What the exercise asks: Restating the data exactly is the whole task.

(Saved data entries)
-*-*-

PR #1395, opened 2026-06-09
fix(storage): restore transaction address array indexes

flemzord:
## Summary
- add migration 51 to recreate the GIN index on transactions.sources_arrays
- add migration 52 to recreate the GIN index on transactions.destinations_arrays
- use IF NOT EXISTS and the existing concurrent-index template pattern
- keep MinimalSchemaVersion at 50 because these indexes are not mandatory for the minimal schema

## Tests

-*-*-

Output for this exercise:
PR #1395, opened 2026-06-09
fix(storage): restore transaction address array indexes

flemzord:
## Summary
- add migration 51 to recreate the GIN index on transactions.sources_arrays
- add migration 52 to recreate the GIN index on transactions.destinations_arrays
- use IF NOT EXISTS and the existing concurrent-index template pattern
- keep MinimalSchemaVersion at 50 because these indexes are not mandatory for the minimal schema

## Tests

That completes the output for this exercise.